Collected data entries
PR #217, opened 2023-06-08
Fix unable to see the first set of backup codes after enabling the 2FA

### LINKED ISSUE #216: Unable to see the first set of backup codes after completing the 2FA application
After completing the 2FA application and entering the backup codes screen, the user is taken to the Manage screen the moment the codes are generated, making the user unable to see the current codes.

https://github.com/WordPress/wporg-two-factor/assets/18050944/28bb0f27-6f2b-482a-ad4e-18e9164387da

outdoor2kode:
Fixes #216, and the behavior of #190 is changed.

This PR adds `isSetupFinished` to `record`. 
It could fix the issue - Unable to see the first set of backup codes after enabling the 2FA,
and also somewhat change the problem raised in https://github.com/WordPress/wporg-two-factor/issues/190, as the flow after the fix here is something like 

* If users don't click the `All finish` button and go back to account screen -> the backup code button status _is_ updated as enabled and clickable (This wasn't fixed by this PR, and actually this is related to the issue of this PR - **the root cause for "as soon as the codes are generated, the screen gets directed to `Manage` screen" is that the `backupCodesEnabled` [here](https://github.com/WordPress/wporg-two-factor/blob/trunk/settings/src/components/backup-codes.js#L24) has already been set to `true`, and this makes the issue in #190 go away.** i.e., the backup code button status is updated as enabled and clickable) 
However, even though the issue from #190 is resolved, another similar problem has popped up. The status on the account-status screen should _not_ be set to enabled. This is because, after the fix implemented in this PR, there might be some confusion. For instance, (1) if users don't click `All finish` and directly navigate back to the account screen, they would see that the backup codes are enabled. This could be misleading. Similarly, (2) if users have already activated their backup codes once, they might out of curiosity or by accident click the generate new codes button. At this point, since they don't really intend to generate new codes, they might just click `Back` to leave the screen, or even log out, thinking they could still use the backup codes that they activated earlier - which they couldn't. Therefore, the status _shouldn't_ be set to `enabled`, but at the same time, it _shouldn't_ prevent users from clicking it as well. We could handle this in another PR.

* If users click the `All finish` button and go back to account screen ->  the status _is_ correctly updated (enabled and clickable)

For more details about flow please see the screencast below.

This workaround may not seem ideal, but other methods like adding state or using the apiFetch middleware don't really handle all the cases quite well. Once the [upstream PR](https://github.com/WordPress/two-factor/issues/507) is fixed, this can be removed. At that point, we will have the ability to decide when `backupCodesEnabled` should be enabled and control the state.

## Screencast

https://github.com/WordPress/wporg-two-factor/assets/18050944/bc3378ba-30fe-44fe-acb2-fd312cc8d6a0

## Testing Step

1. Set up 2FA while sandboxed.
2. When 2FA is successfully activated, see if it redirects to backup codes screen and stays there, if so, this issue is fixed.

### DIFF
--- a/settings/src/components/backup-codes.js
+++ b/settings/src/components/backup-codes.js
@@ -33,6 +33,10 @@ export default function BackupCodes() {
 		return;
 	}
 
+	// TODO: record.isSetupFinished and its related logic should be removed
+	// once https://github.com/WordPress/two-factor/issues/507 is fixed.
+	// This is a workaround that fixes the side effect brought up by #507.
+	// See more in https://github.com/WordPress/wporg-two-factor/issues/216 and its PR.
 	if ( backupCodesEnabled && record.isSetupFinished && ! regenerating ) {
 		return <Manage setRegenerating={ setRegenerating } />;
 	}
--- a/settings/src/components/backup-codes.js
+++ b/settings/src/components/backup-codes.js
@@ -17,7 +17,11 @@ import { refreshRecord } from '../utilities/common';
  */
 export default function BackupCodes() {
 	const {
-		user: { backupCodesEnabled, totpEnabled },
+		user: {
+			backupCodesEnabled,
+			totpEnabled,
+			userRecord: { record },
+		},
 		navigateToScreen,
 	} = useContext( GlobalContext );
 	const [ regenerating, setRegenerating ] = useState( false );
@@ -29,7 +33,7 @@ export default function BackupCodes() {
 		return;
 	}
 
-	if ( backupCodesEnabled && ! regenerating ) {
+	if ( backupCodesEnabled && record.isSetupFinished && ! regenerating ) {
 		return <Manage setRegenerating={ setRegenerating } />;
 	}
 
@@ -81,12 +85,12 @@ function Setup( { setRegenerating } ) {
 
 	// Finish the setup process.
 	const handleFinished = useCallback( async () => {
-		// TODO: Add try catch here after https://github.com/WordPress/wporg-two-factor/pull/187/files is merged.
-		// The codes have already been saved to usermeta, see `generateCodes()` above.
-		await refreshRecord( userRecord ); // This has the intended side-effect of redirecting to the Manage screen.
 		setGlobalNotice( 'Backup codes have been enabled.' );
 		setRegenerating( false );
-	} );
+		userRecord.record.isSetupFinished = true;
+		// The codes have already been saved to usermeta, see `generateCodes()` above.
+		await refreshRecord( userRecord ); // This has the intended side-effect of redirecting to the Manage screen.
+	}, [] );
 
 	return (
 		<>
@@ -171,11 +175,9 @@ function CodeList( { codes } ) {
  */
 function Manage( { setRegenerating } ) {
 	const {
-		user: {
-			userRecord: { record },
-		},
+		user: { userRecord },
 	} = useContext( GlobalContext );
-	const remaining = record[ '2fa_backup_codes_remaining' ];
+	const remaining = userRecord.record[ '2fa_backup_codes_remaining' ];
 
 	return (
 		<>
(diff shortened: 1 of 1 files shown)


settings/src/components/backup-codes.js
```diff
@@ -71,12 +74,13 @@ function Setup( { setRegenerating } ) {
...
-	const handleFinished = useCallback( () => {
-		// The codes have already been saved to usermeta, see `generateCodes()` above.
-		refreshRecord( userRecord ); // This has the intended side-effect of redirecting to the Manage screen.
+	const handleFinished = useCallback( async () => {
 		setGlobalNotice( 'Backup codes have been enabled.' );
 		setRegenerating( false );
-	} );
+		userRecord.record.isSetupFinished = true;
+		// The codes have already been saved to usermeta, see `generateCodes()` above.
+		await refreshRecord( userRecord ); // This has the intended side-effect of redirecting to the Manage screen.
```
outdoor2kode, line 96: Not so sure about the meaning of the comment in this line, does it make sense to remove it now?

StevenDufresne:
> accident click the generate new codes button

Accidentally clicking a button, provided it's a standard button, isn't something to worry about. I think anytime that button is clicked, it's fair and expected that new codes are created. I don't think we need to complicate things by having extra confirmations provided we have recourse for unblocking locked accounts (which we do). 

I would argue that we can always show the backup codes on the code view (we have them saved right?). I'm not quite sure why we treat them as temporary and never show them again?

outdoor2kode:
> I would argue that we can always show the backup codes on the code view (we have them saved right?). I'm not quite sure why we treat them as temporary and never show them again?

I'm not so sure about how it was decided as is in the first place, and I couldn't easily find a best practice for this argument. So I asked chatGPT about it, and here's what it said, it seems to make sense:

> Two-factor authentication (2FA) backup codes are typically shown to the user only once, at the time they are generated. The idea is that the user should make a copy of these codes and keep them in a safe place, separate from their primary device. This is a security measure to prevent unauthorized access to the backup codes.
> 
> If the backup codes were always visible in the user interface, then anyone who managed to gain access to your account could also see and use these backup codes. This would defeat the purpose of having a second factor of authentication.
>
> Therefore, it's standard practice to treat backup codes as temporary and only show them once. If the user loses their backup codes, they should have an option to generate a new set, which will invalidate the old ones. This way, if the old codes were discovered by someone else, they could not be used to access the account.

That being said, I can see that Google always shows the backup codes like you mentioned and put the re-generate button on the same page. But I also can remember there are some services hiding the codes right away after users leave the page. 

image

> Accidentally clicking a button, provided it's a standard button, isn't something to worry about. I think anytime that button is clicked, it's fair and expected that new codes are created. I don't think we need to complicate things by having extra confirmations provided we have recourse for unblocking locked accounts (which we do).

This was brought up [here](https://github.com/WordPress/two-factor/issues/507#issuecomment-1405214682), and it was confirmed as an edge case. If we're not changing to always show the backup codes on the code view, I assume it's still a good-to-have feature, but with low priority, though.

outdoor2kode:
Any further concerns about not merging this PR? If not, I'll squash merge it first and we can come back to revert it anytime we'd like to. Changes here are rather simple, only `isSetupFinished` is added, and there's a clear TODO comment about it.

StevenDufresne:
> If the backup codes were always visible in the user interface, then anyone who managed to gain access to your account could also see and use these backup codes. This would defeat the purpose of having a second factor of authentication

I think this is mostly incorrect, if a bad actor can access the backup codes, they can also access the regenerate button which kills the backup codes and gives them new ones and since we don't have logging you wouldn't know. That is a bigger topic thought.

Also, Github also shows them provided you re-auth.

At any rate, I'm okay with this to merge in the meantime.

iandunn:
In our case at least, it's not possible to show the backup codes after the initial generation, because [they're hashed before being stored in the database](https://github.com/WordPress/two-factor/blob/f21ed3ccc5891735e6563315d62c45638d223874/providers/class-two-factor-backup-codes.php#L242-L249), similar to passwords.

PR #227, opened 2023-08-22
Add success animation to security key and TOTP flows

### LINKED ISSUE #226: Add register keys success animation
See [this comment](https://github.com/WordPress/wporg-two-factor/pull/95#issuecomment-1563945641)

> I imagine it could be a fun little CSS component to animate, and it could be used when the security key is detected, then sit there for 2 seconds, and then automatically redirect you. Potentially we could also add it to similar flows, like successfully connecting 2FA and the likes.

And [this comment](https://github.com/WordPress/wporg-two-factor/issues/194#issuecomment-1672772958) regarding whether the animation can be used throughout the UI (eg. adding TOTP)

> If the actions are small and not too substantial, I think a notice/snackbar can be fine.

> In the flow suggested above, the animation exists because the action is a bit more substantial, i.e. connecting a security key. I imagine scanning a QR code is also a substantial action. Deleting a key, or something like that, would not be substantial and can just be confirmed more simply.

adamwoodnz:
Closes #226 

- Clears notices from other actions in WebAuthn UI
- Adds a success animation after a key is registered or TOTP is enabled, see issue for specs and [comment](https://github.com/WordPress/wporg-two-factor/issues/194#issuecomment-1672772958) regarding using the animation in places other than WebAuthn.

webauthn success

totp success

## Testing

Checkout this branch in your sandbox.

WebAuthn still has a development only flag, so either do a dev build of `settings` with `NODE_ENV=development wp-scripts build --webpack-copy-php`, or a prod build and remove the [dev flag](https://github.com/WordPress/wporg-two-factor/blob/trunk/settings/src/components/account-status.js#L60).

For TOTP, disable if enabled, then re-enable. You should see the success message and animation after entering the 6 digit code to enable your app.

For WebAuthn, register a new key and you should see the success message and animation when the key has been successfully added.

You should also test deleting a key so that the delete success notice is displayed. When you enter the register key flow, that notice should be dismissed.

### DIFF
--- a/settings/src/components/success.js
+++ b/settings/src/components/success.js
@@ -1,0 +1,36 @@
+/**
+ * WordPress dependencies
+ */
+import { useState } from '@wordpress/element';
+import { Icon, check } from '@wordpress/icons';
+
+/**
+ * Render the "Success" component.
+ *
+ * Shows a message and animation, then calls the `afterTimeout` callback
+ *
+ * @param props
+ * @param props.afterTimeout
+ * @param props.message
+ */
+export default function Success( { message, afterTimeout } ) {
+	const [ hasTimer, setHasTimer ] = useState( false );
+
+	if ( ! hasTimer ) {
+		// Time matches the length of the CSS animation property on .wporg-2fa__success
+		setTimeout( afterTimeout, 4000 );
+		setHasTimer( true );
+	}
+
+	return (
+		<>
+			<p className="wporg-2fa__screen-intro">{ message }</p>
+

**Directions for this task**
Start with the first line of the data and print every line exactly. The line containing "This PR adds" is the last one to include.

**Exercise answer**
PR #217, opened 2023-06-08
Fix unable to see the first set of backup codes after enabling the 2FA

### LINKED ISSUE #216: Unable to see the first set of backup codes after completing the 2FA application
After completing the 2FA application and entering the backup codes screen, the user is taken to the Manage screen the moment the codes are generated, making the user unable to see the current codes.

https://github.com/WordPress/wporg-two-factor/assets/18050944/28bb0f27-6f2b-482a-ad4e-18e9164387da

outdoor2kode:
Fixes #216, and the behavior of #190 is changed.

This PR adds `isSetupFinished` to `record`. 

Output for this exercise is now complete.